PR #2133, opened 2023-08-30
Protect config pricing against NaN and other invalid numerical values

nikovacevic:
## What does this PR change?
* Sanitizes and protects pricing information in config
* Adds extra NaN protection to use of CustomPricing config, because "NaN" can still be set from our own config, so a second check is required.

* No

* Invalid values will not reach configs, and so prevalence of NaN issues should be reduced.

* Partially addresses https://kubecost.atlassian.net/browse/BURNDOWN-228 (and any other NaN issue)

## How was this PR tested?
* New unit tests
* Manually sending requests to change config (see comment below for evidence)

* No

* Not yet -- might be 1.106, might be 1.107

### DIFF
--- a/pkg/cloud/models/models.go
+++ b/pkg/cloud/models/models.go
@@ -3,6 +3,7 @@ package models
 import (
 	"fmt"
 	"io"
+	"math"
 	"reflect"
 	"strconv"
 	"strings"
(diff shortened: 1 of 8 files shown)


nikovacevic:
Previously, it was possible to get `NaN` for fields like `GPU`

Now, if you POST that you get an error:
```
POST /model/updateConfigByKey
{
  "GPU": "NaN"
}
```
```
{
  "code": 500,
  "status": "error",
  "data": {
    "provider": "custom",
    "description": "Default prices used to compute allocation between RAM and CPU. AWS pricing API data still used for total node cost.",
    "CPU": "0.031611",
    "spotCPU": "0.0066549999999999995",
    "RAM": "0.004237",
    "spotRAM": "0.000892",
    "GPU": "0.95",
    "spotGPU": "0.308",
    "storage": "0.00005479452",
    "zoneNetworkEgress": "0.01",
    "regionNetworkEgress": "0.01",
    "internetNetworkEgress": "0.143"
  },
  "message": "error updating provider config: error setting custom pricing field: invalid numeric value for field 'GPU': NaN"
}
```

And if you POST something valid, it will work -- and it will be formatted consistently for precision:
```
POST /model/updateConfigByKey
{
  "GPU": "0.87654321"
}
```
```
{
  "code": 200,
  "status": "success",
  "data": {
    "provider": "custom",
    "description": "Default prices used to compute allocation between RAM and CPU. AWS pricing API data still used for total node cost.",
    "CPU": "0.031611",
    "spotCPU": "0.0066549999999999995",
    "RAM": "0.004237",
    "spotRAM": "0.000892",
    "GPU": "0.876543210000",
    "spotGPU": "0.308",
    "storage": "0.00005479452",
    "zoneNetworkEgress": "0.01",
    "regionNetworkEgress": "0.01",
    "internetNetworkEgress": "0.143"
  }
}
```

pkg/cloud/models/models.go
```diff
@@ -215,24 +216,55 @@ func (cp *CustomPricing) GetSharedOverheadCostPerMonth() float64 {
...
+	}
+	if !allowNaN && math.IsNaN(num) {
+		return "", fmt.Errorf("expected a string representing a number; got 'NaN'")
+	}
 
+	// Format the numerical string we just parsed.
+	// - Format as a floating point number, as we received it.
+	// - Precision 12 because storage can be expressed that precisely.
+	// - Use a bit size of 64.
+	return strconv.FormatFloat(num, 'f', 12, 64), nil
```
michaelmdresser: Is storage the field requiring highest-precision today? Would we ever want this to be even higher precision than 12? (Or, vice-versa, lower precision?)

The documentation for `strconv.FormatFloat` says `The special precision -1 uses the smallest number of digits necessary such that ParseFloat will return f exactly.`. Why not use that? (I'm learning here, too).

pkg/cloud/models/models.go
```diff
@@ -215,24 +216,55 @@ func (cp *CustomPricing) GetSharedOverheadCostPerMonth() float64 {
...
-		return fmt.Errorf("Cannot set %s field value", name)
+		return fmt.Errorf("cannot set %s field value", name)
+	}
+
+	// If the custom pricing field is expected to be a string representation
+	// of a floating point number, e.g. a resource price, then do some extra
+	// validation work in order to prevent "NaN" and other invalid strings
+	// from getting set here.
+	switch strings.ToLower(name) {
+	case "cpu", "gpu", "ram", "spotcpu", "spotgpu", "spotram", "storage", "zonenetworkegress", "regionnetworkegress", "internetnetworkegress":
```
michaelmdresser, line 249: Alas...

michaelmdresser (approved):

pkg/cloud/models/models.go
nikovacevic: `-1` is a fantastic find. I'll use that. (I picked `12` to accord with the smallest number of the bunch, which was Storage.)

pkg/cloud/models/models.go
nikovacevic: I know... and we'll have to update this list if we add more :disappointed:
...
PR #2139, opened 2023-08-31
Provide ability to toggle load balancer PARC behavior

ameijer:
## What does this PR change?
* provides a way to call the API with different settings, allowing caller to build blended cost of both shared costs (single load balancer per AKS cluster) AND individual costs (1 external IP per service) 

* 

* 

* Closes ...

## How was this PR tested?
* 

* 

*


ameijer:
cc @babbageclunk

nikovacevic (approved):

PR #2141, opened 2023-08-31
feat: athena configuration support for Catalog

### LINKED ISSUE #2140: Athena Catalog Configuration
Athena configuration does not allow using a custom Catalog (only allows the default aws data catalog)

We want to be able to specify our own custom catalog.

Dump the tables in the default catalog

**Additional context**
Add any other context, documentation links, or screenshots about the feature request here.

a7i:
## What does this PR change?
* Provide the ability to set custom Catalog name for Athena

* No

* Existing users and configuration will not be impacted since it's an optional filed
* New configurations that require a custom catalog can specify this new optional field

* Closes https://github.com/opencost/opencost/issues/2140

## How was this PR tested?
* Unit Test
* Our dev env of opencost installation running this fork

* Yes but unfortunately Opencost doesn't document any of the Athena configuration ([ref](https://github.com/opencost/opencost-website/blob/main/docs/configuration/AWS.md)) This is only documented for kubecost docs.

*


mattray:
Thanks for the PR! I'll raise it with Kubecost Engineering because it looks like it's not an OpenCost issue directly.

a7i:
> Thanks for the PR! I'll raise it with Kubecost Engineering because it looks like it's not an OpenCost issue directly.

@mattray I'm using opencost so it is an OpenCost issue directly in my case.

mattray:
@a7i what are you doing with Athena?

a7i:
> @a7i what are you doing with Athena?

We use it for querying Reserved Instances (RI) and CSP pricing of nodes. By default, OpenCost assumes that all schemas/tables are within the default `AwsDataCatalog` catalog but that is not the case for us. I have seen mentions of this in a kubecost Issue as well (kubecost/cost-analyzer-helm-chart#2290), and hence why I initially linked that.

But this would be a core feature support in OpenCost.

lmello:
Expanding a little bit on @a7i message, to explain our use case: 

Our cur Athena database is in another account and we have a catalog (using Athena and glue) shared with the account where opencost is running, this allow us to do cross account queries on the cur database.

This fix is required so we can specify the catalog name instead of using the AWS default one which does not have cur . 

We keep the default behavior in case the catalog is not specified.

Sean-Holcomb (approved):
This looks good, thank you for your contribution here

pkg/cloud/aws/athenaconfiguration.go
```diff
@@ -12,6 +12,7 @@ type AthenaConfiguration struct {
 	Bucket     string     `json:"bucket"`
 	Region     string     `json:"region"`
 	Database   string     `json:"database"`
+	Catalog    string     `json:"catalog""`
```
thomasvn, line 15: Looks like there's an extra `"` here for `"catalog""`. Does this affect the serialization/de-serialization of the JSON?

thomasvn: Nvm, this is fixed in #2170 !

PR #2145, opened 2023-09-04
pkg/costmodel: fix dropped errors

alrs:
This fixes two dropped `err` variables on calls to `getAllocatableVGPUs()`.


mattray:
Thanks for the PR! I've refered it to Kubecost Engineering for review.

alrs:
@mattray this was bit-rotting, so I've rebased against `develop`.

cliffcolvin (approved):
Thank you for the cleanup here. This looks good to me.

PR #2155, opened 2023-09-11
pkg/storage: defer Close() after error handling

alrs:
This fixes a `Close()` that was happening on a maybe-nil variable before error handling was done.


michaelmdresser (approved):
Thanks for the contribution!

• [PROBLEM DETAILS]: Return all lines from the data above with "balancer" in them.

• [TASK ANSWER]:
Provide ability to toggle load balancer PARC behavior
* provides a way to call the API with different settings, allowing caller to build blended cost of both shared costs (single load balancer per AKS cluster) AND individual costs (1 external IP per service) 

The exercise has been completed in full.